-- Opening Marker --

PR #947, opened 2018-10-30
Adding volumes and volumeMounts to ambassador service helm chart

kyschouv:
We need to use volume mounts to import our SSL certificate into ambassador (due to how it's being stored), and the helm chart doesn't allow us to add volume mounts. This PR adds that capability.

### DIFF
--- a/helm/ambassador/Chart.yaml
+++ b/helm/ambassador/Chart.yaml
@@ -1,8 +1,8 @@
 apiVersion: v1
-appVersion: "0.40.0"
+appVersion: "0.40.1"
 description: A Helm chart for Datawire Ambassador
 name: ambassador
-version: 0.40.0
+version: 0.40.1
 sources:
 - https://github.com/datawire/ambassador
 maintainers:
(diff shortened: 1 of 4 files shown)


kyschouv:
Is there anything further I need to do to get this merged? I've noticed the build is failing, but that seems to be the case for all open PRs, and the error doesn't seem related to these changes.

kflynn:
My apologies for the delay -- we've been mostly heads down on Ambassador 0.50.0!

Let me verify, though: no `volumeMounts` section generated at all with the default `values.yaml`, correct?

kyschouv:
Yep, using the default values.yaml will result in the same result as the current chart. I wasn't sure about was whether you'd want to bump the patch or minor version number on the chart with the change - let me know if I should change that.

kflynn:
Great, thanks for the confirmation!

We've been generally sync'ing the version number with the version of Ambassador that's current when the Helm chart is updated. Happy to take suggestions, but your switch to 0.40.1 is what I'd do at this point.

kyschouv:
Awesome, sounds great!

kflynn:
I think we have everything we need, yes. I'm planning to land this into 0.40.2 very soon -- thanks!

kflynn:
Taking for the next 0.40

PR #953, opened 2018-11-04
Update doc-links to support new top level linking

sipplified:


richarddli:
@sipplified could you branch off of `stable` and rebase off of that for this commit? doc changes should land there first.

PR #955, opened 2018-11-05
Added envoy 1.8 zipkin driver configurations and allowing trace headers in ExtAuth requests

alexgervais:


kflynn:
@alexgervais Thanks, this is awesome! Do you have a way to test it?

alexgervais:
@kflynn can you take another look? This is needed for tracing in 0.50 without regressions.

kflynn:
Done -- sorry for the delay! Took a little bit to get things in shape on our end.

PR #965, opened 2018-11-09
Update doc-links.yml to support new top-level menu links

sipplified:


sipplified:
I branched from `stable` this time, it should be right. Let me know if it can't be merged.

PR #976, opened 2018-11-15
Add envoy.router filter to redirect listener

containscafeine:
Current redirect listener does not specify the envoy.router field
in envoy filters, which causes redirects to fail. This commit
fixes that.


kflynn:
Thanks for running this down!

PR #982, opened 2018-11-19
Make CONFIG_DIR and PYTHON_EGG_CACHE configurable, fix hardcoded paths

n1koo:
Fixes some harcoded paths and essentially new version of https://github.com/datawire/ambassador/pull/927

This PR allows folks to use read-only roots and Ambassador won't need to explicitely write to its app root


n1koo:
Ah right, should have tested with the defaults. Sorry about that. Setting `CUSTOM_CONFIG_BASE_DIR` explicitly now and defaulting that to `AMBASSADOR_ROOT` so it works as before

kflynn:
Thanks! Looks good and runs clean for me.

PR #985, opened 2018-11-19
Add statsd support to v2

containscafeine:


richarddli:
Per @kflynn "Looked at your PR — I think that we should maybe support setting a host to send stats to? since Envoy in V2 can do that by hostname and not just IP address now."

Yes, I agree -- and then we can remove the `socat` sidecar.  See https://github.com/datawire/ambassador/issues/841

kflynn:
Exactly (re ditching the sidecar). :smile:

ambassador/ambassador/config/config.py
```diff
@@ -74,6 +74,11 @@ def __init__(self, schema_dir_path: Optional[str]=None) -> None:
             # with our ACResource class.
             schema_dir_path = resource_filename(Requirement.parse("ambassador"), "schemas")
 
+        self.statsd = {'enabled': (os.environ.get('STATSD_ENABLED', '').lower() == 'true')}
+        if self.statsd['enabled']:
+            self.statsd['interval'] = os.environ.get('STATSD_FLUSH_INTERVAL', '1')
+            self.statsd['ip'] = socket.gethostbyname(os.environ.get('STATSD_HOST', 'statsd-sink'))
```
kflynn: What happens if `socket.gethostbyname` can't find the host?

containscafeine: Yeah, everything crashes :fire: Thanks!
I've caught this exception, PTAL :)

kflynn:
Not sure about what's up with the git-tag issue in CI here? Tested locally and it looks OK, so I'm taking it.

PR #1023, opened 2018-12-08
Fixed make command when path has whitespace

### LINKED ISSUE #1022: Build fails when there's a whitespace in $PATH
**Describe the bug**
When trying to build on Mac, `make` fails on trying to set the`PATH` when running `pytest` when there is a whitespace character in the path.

-- Closing Marker --

### YOUR GOAL
Lines wanted from the listing above: the line with "We need to use" up to and including the line with "(diff shortened: 1 of 4 files shown)". Please write them out exactly, adding nothing else.

### RESULT
We need to use volume mounts to import our SSL certificate into ambassador (due to how it's being stored), and the helm chart doesn't allow us to add volume mounts. This PR adds that capability.

### DIFF
--- a/helm/ambassador/Chart.yaml
+++ b/helm/ambassador/Chart.yaml
@@ -1,8 +1,8 @@
 apiVersion: v1
-appVersion: "0.40.0"
+appVersion: "0.40.1"
 description: A Helm chart for Datawire Ambassador
 name: ambassador
-version: 0.40.0
+version: 0.40.1
 sources:
 - https://github.com/datawire/ambassador
 maintainers:
(diff shortened: 1 of 4 files shown)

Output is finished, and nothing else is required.